Parvenu en France en 1733, La Bourdonnais épouse Marie-Anne Le Brun de La Franquerie, fille de l’un des plus actifs des armateurs de Saint-Malo, et dépose chez un notaire du port les statuts d’une Maison du commerce de l’Inde, dont son frère et lui-même détiennent l’essentiel du capital et dans laquelle il est proposé à la bourgeoisie locale de placer des fonds et d’en obtenir un intérêt élevé.
La nomination de La Bourdonnais en 1734 au gouvernement des îles de France et de Bourbon accroît l’importance de cette société. Benoît Dumas, ancien gouverneur des Mascareignes devenu gouverneur de Pondichéry et des établissements français de l’Inde, y dépose une partie desa fortune. En même temps les directeurs généraux de la Compagnie des Indes envoient l’ordre au conseil de Pondichéry de : « … traiter favorablement le sieur de La Villebague-Mahé, auquel la Compagnie adresse une commission de conseiller ad honores, en considération de l’établissement d’une maison de commerce qu’il veut faire à Pondichéry. »

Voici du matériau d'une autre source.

PR #1192, opened 2026-05-17
Add a script && workflow to check translation synchronisation

### LINKED ISSUE #1187: CI to check that translations exist in both English and Swedish
### 🧩 Problem statement

Currently Swedish and English translation files miss lines that exist in the other translation.

### 💡 Proposed solution

Create a pre-commit hook that double checks that all translation strings exist in both files.

### 📍 Affected area(s)

CI / CD - translation files.

### ✅ Acceptance criteria

- [ ] When I make a commit I can be assured that I'm not missing any translations in any of my translation files

### 🗳️ Alternatives considered

_No response_

### ❓ Next steps/open questions

Should this be done user side or on github CI?
I am leaning towards user side (as I would personally like it to always be checked), but it's worth asking.

SLUCHABLUB:
### 🧩 Summary

Adds a script && workflow to check translation synchronisation

### 🔗 Related issues (if any)

Closes #1187 

### 💬 Other information

This adds a script to the `dev` directory. This made writing the workflow easier and as a side effect made the check easier to do locally.

I also removed the translation strings that only existed in one language. I do not think this will pose a problem since they were unusable anyway.


SLUCHABLUB:
> since they were unusable anyway

i forgot to account for the fact that we're using javascript

dev/check_translations.sh
```diff
@@ -0,0 +1,26 @@
+#!/usr/bin/env bash
+
+set -euo pipefail
+
+tmp="$(mktemp -d)"
+trap 'rm -rf "$tmp"' EXIT
```
Tomas-Ka, line 6: This is genius, and I can't believe I've never seen it before. Will be stealing

src/translations/sv.json
```diff
@@ -938,10 +938,6 @@
   "nav_nollning_description": "Ett sammanhang inom vilket du kan lära känna studentlivet och nya människor",
   "nav_about_guild": "Om sektionen",
   "nav_about_guild_desc": "Sektionen består av 15 utskott med olika ansvarsområden.",
-  "nav_news_feed": "Nyhetsflöde",
-  "nav_news_feed_desc": "Se de senaste nyheterna på D-sektionen.",
```
Tomas-Ka, line 942: This is used in src/routes/routes.ts:69, and should probably instead of getting removed have an English translation.

src/translations/sv.json
```diff
@@ -938,10 +938,6 @@
...
-  "nav_events": "Evenemang",
-  "nav_events_desc": "Se aktuella evenemang på D-sektionen.",
```
Tomas-Ka, line 944: This is used in src/routes/routes.ts:76, and should probably instead of getting removed have an English translation.

src/translations/sv.json
```diff
@@ -1001,7 +997,6 @@
   "fileupload_error": "Sidan tillåter inte nedladdning av filer.",
   "datetimeselector_range_error": "Intervall slutar innan det börjar ",
   "timepicker_invalid_time": " Ogiltig tid",
-  "datepicker_pick_date": "Pick a date",
```
Tomas-Ka, line 1004: This is used in src/lib/components/datetime-selector/DatePicker.svelte:70, and is also in English. This line should be moved to the English file, and another entry with the Swedish translation should be added here.

src/translations/sv.json
```diff
@@ -1040,7 +1035,6 @@
   "committees_card_image": "Kortbild (i utskottslitan)",
   "committees_banner_image": "Bannerbild",
   "committees_invert_text": "Invertera text/logo",
-  "committees_edit_links": "Redigera länkar",
```
Tomas-Ka, line 1043: This is used in src/routes/(app)/committees/LinksDialog.svelte:37 and 26 and should probably instead of getting removed have an English translation.

Tomas-Ka (changes requested):
Script looks great. Just a few things about the removed translation files.
Also, if you could add an entry to the package.json to allow running the translation check with `pnpm translation-check` or similar that would be great
For example by adding this:
`    "translation-check": "./dev/check_translations.sh"
This could be added to the `ci-check` action as well, in which case we wouldn't need a separate workflow for it as it would already run in the existing one.

Tomas-Ka:
well fuck
bad timing

src/translations/sv.json
SLUCHABLUB: Fixed

src/translations/sv.json
SLUCHABLUB: Fixed

src/translations/sv.json
SLUCHABLUB: Fixed

src/translations/sv.json
SLUCHABLUB: Fixed

SLUCHABLUB:
I'll add it to `package.json` as well.

SLUCHABLUB:
I've added it to `package.json` and moved the check into the existing CI workflow. I guess I thought it would be cleaner with a separate workflow but in hindsight, this is probably a lot better.

package.json
Tomas-Ka: we should probably add pnpm:check-translations to this list as well (and potentially pnpm:test since it seems to be missing).
This is what I use to run ci checks locally, so I don't forget anything before I push to remote, and I would find it very nice to have it in here.

dev/check_translations.sh
```diff
@@ -0,0 +1,26 @@
...
+jq --raw-output 'keys[]' src/translations/sv.json >"$tmp/sv-keys"
+
+if cmp --quiet "$tmp/en-keys" "$tmp/sv-keys"; then
+    exit 0
+fi
+
+only_en_keys="$(comm -23 "$tmp/en-keys" "$tmp/sv-keys")"
+only_sv_keys="$(comm -13 "$tmp/en-keys" "$tmp/sv-keys")"
+
+if [[ -n "$only_en_keys" ]]; then
```
Tomas-Ka, line 18: A great QOL feature would be to grep after the non-complete keys in the codebase to give the user a starting point when looking for what the value is used for.

Tomas-Ka: This is certainly not required to merge though

Tomas-Ka (changes requested):
I would like to have the new check-translations action in the general pnpm action for CI. After looking more closely at it I think it's reasonable to let this be it's own worker (instead of bundling it with everything else). I mostly pushed to consolidate since I believed the workflow used the `pnpm ci-check` command already

SLUCHABLUB:
I did not add `pnpm build` since it was wack and seems to mutate files (I'm not totally sure what it "checks").

package.json
SLUCHABLUB: Fixed

dev/check_translations.sh
SLUCHABLUB: I'm not sure what you're getting at. I think that if this lint is ever to fire, it will be because the developer edited the strings, in which case they will know what the strings are used for.

Tomas-Ka (approved):
this looks great, tyvm!

PR #1204, opened 2026-06-03
New design: /applying

fgren:
### 🧩 Summary
Adds the /applying page (sökande), which is new. It has information about the three programmes, and about the student life.


src/translations/sv.json
```diff
@@ -933,8 +933,8 @@
   "positions_years": "år",
   "positions_history": "Historik",
   "applicant": "Sökande",
-  "nollning_nav_picture_title": "Nollningen 2025",
-  "nollning_theme": "En nollning från himlavalvet",
+  "nollning_nav_picture_title": "Nollningen 2026",
+  "nollning_theme": "Ny student? Klicka här!",
```
Tomas-Ka: this should probably have another name to not confuse future devs

src/translations/en.json
```diff
@@ -933,8 +933,8 @@
   "positions_years": "years",
   "positions_history": "History",
   "applicant": "Applicant",
-  "nollning_nav_picture_title": "Introduction 2025",
-  "nollning_theme": "An Introduction from the Celistial Sphere",
+  "nollning_nav_picture_title": "Introduction 26",
+  "nollning_theme": "New student? Click here!",
```
Tomas-Ka: this should probably have another name to not confuse future devs

src/translations/en.json
```diff
@@ -1096,5 +1096,21 @@
...
+  "applying_student": "Being a student",
+  "applying_student_desc": "Do you wonder about what it's like studying at the university? On the Lund University website you can find more information about what it is like to study and being a student.",
+  "applying_student_cta": "Study at Lund University (lu.se)",
+  "applying_student_link": "https://www.lunduniversity.lu.se/study/study-lund-university",
+  "applying_housing": "Housing",
+  "applying_housing_desc": "Do you want to know more about finding housing in Lund? On Studentlund's website, you'll find information about different types of housing and housing queues..",
```
Tomas-Ka: remove double periods

Tomas-Ka (changes requested):
some small nitpicks, haven't checked design, but code looks ok, so I assume it's good

Isak-Kallini:
Some pictures here would be nice?
image

Maybe pictures for each program section as well?

Tomas-Ka (changes requested):
Code and design look good (although I have begun to realize the text on the site might be a bit too small overall, not a problem for this commit however).
Only one big thing to edit, and that is the "för Studenter"/"for Students" button on the homepage, which still redirects to /sokande.

I also wonder if there's a reason the links at the bottom of the applying page are all purple instead of a mix of all our primary colours, or a neutral fourth option?

fgren:
I've changed the link on the landing page, but I don't think it should point towards this page. "For students" seems aimed at current students, but since we don't have a "Become a volunteer" page or an event calendar yet, this'll do.
Also changed up the button colors slightly. Making the third button pistachio would make sense, but it doesn't really fit in well with rosa and lila when they're all used side-by-side.

Tomas-Ka:
That sounds reasonable!

Tomas-Ka (approved):
Looks good to me!

PR #757, opened 2021-10-20
[driver] TMP12x temperature sensor

chris-durand:
Simple driver for TMP121/TMP123/TMP125 temperature sensors. The driver has been in use for some time on a custom board with an STM32F042K6. I'll test the Nucleo example tomorrow.

### DIFF
--- a/src/modm/driver/temperature/tmp12x.hpp
+++ b/src/modm/driver/temperature/tmp12x.hpp
@@ -1,0 +1,171 @@
+/*
+ * Copyright (c) 2020, Christopher Durand
+ *
+ * This file is part of the modm project.
+ *
+ * This Source Code Form is subject to the terms of the Mozilla Public
+ * License, v. 2.0. If a copy of the MPL was not distributed with this
+ * file, You can obtain one at http://mozilla.org/MPL/2.0/.
+ */
+// ----------------------------------------------------------------------------
+
+#ifndef MODM_TMP12x_HPP
+#define MODM_TMP12x_HPP
+
+#include <modm/architecture/interface/spi_device.hpp>
+#include <modm/processing/resumable/nested_resumable.hpp>
+#include <array>
+#include <ratio>
+
+namespace modm
+{
+
+/**
+ * TMP12x temperature data
+ * Use aliases Tmp121Temperature, Tmp123Temperature, Tmp125Temperature
+ * for the respective sensor.
+ *
+ * @ingroup modm_driver_tmp12x
+ * @author	Christopher Durand
+ *
+ * @tparam numBits Number of bits of measured temperature
+ * @tparam offsetBits Invalid LSB of raw sensor value
+ * @tparam numerator
+ * @tparam denominator
+ */
+template<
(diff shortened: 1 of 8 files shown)


rleh:
The only difference between TMP121 und TMP123 are the swapped GND and NC pins, or am I missing something?

src/modm/driver/temperature/tmp12x.hpp
```diff
@@ -0,0 +1,163 @@
...
+	}
+
+	modm::ResumableResult<Temperature>
+	read()
+	{
+		RF_BEGIN();
+
+		RF_WAIT_UNTIL(this->acquireMaster());
+		Cs::reset();
+		SpiMaster::setDataMode(SpiMaster::DataMode::Mode0);
```
rleh: This should be done in the [`ConfigurationHandler`](https://docs.modm.io/develop/api/stm32f042t6y6/classmodm_1_1SpiDevice.html), like e.g. in the the [DRV832x driver](https://github.com/modm-io/modm/blob/02660d04bf633ae619daa52ce5e19d24e546ede9/src/modm/driver/motor/drv832x_spi_impl.hpp#L22-L25).

src/modm/driver/temperature/tmp12x.hpp
```diff
@@ -0,0 +1,163 @@
...
+			Cs::set();
+		}
+
+		RF_END_RETURN(Temperature(buffer_[1] | (buffer_[0] << 8)));
+	}
+private:
+	std::array<uint8_t, 2> buffer_{};
+};
+
+/**tmp12x_test
```
rleh:
```suggestion
/**
```

rleh (commented):
Nice driver 👍🏽

chris-durand:
> The only difference between TMP121 und TMP123 are the swapped GND and NC pins, or am I missing something?

Most likely the only difference is the chip marking. For the ones I had the NC pins were bonded to GND.

src/modm/driver/temperature/tmp12x.hpp
chris-durand: Shouldn't we also set the data size? If a DRV832x was shared on a bus with another device with a different setting the configuration wouldn't be reset to 8 bit.

rleh: Yes.

chris-durand: A lot of SPI drivers which use the default settings don't have configuration handlers at all. We should fix that at some point.

rleh (approved):

src/modm/driver/temperature/tmp12x.hpp
rleh: Absolutely! Somebody™️ just has to do (and test) it...

salkinium (approved):
Very nice!

chris-durand:
Please don't merge until I have tested the example.

chris-durand:
I have tested the example and it works.

PR #762, opened 2021-10-23
[cortex] Fix overflow in millisecond delay

chris-durand:
The current implementation of Cortex-M millisecond delay assumes calling `delay_us` with a delay of 1s is allowed. This is not true for all supported targets. The worst case right now are STM32G4 at 170 MHz for which a delay of 790 ms overflows.
The limit is `max_us_delay = (2^32-1) / (core_clock_MHz * 2^us_shift)`. [For G4 the shift is 5, for H7 3.](https://github.com/modm-io/modm/blob/6e9f000e0ce22bc66af4e42f60255d041ed6234a/src/modm/platform/core/stm32/module.lb#L38)

~~With this fix delay_ms will call `delay_us(500'000)` instead of `delay_us(1'000'000)` to implement long delays.
Tested in hardware on Nucleo H723ZG at 550 MHz and Nucleo G474RE at 170 MHz.~~

`us shift` will be reduced for G4 and H7 to allow for a maximum us delay of at least 1s.

### DIFF
--- a/src/modm/platform/core/sam/module.lb
+++ b/src/modm/platform/core/sam/module.lb
@@ -33,19 +33,22 @@ def build(env):
     env.template("startup_platform.c.in")
 
     # delay code that must be tuned for each family
-    # (cycles per loop, setup cost in loops, us shift)
+    # (cycles per loop, setup cost in loops, max cpu frequency)
     tuning = {
-        "d": (3, 4, 5), # CM0 tested on D21 in RAM
-        "g": (6, 4, 5), # G55
-        "v": (4, 4, 3), # V70
-    }.get(target.family, (4, 4, 5))
+        "d": (3, 4,  48), # CM0 tested on D21 in RAM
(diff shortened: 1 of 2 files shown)


salkinium:
No, the `us_shift` needs to be reduced, it's only an optimization to allow less error to accumulate during the looping.
The 1000ms/µs/ns delays are written into the documentation and it would be a breaking change to reduce that now.

salkinium:
Yes, I'll also add a change that validate the setting in `module.lb`, since this is a really dumb bug that's super hard to debug. Kinda annoyed at myself that I didn't do this right.

salkinium:
I've added max-frequency from CubeMX to the STM32 device files and derive the us_shift directly now. This also makes porting a little easier.

salkinium:
I also changed the SAM module to use (manually specified) max frequency instead of us_shift. Just way easier for porting.

salkinium (approved):

PR #763, opened 2021-10-23
[stm32] Fix linkerscript veneer offset issues

chris-durand:
There is a linkerscript bug that can cause code placed in RAM to be loaded to the wrong address because alignment is ignored. By chance the bug showed on some F0/L0 after the `delete` stub implementations were added 9 days ago.

We could reproduce the bug with the blink examples on F042, F030 and L031 devices but more devices are affected. It caused the delay to run with random durations. The instructions loading `modm::platform::delay_fcpu_MHz` from ram to a register were never executed.

This bug was most likely introduced in the last [linkerscript refactoring](https://github.com/modm-io/modm/commit/996e361d9ed9b59f0a4928bc3ddec22862d6665b) in July.

Thanks to @salkinium for coming up with the fix after it was clear what the issue was.

### DIFF
--- a/src/modm/platform/core/cortex/linker.macros
+++ b/src/modm/platform/core/cortex/linker.macros
@@ -15,24 +15,32 @@
 %% endmacro
 
 %% macro prefix()
-MEMORY
-{
-%% for memory in (memories + cont_ram_regions)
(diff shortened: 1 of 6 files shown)


salkinium:
I still need to validate this for all other devices, so not merging yet.

salkinium (approved):

salkinium:
Validated in hardware on all linkerscripts variants.
I also cleaned up some things in the templates so that looking at the generated linkerscripts is a little less painful.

Le nouveau conseiller fait part de ses projets dans un courrier adressé à Michel Picot : « J’ai bien dessein, monsieur, de profiter des sages conseils que vous me faîtes la grâce de me donner et dont je vous suis obligé, au sujet de mon retour en France. A moins que quelques cas imprévus ou affaires m’obligent d’y passer pour les intérêts de mon frère ou de moi, qui y demanderait absolument ma présence, je n’ai point envie d’y retourner que je n’ai vu la fin du gouvernement de Bourdonnais et sa destination. Si elle est favorable à mes souhaits, je prendrai des arrangements avec lui pour mes intérêts communs et pour ce qui nous sera plus avantageux et qui lui fera plus de plaisir, car je vous assure, monsieur, que c’est un frère qui m’aime tendrement et que je puis payer trop de retour. Il vient de me procurer l’amitié de notre nouveau gouverneur avec lequel j’ai fait à présent tout mon commerce. Je viens de lier avec lui un fort armement pour Manille. Nous n’avons d’autres intéressés que le gouverneur [Benoît Dumas] et ma société entre Bourdonnais et moi, dont je suis bien aise, car souvent des intérêts trop divisés ne s’accommodent pas si bien, comme de véritables frères. »
La roche Tarpéienne est proche du Capitole.
Le décès de Michel Picot, survenu peu après l’envoi de cette lettre, nous prive du récit de la suite des opérations commerciales. La Villebague est encore présent à côté de son frère en 1746 lorsque La Bourdonnais obtient la capitulation du comptoir britannique de Madras et il exerce alors la difficile fonction de la gestion du trésor et des magasins des marchandises de l’East India Company. Ecarté de ces fonctions et de toute autre activité officielle après le départ de son frère, il est arrêté et emprisonné sur un ordre de Dupleix. à la fin du même mois d’octobre. Embarqué un peu plus tard pour la France, il meurt à l’arrivée en rade de Lorient le 17 juillet 1749, après une traversée effectuée dans des conditions psychologiques et matérielles éprouvantes.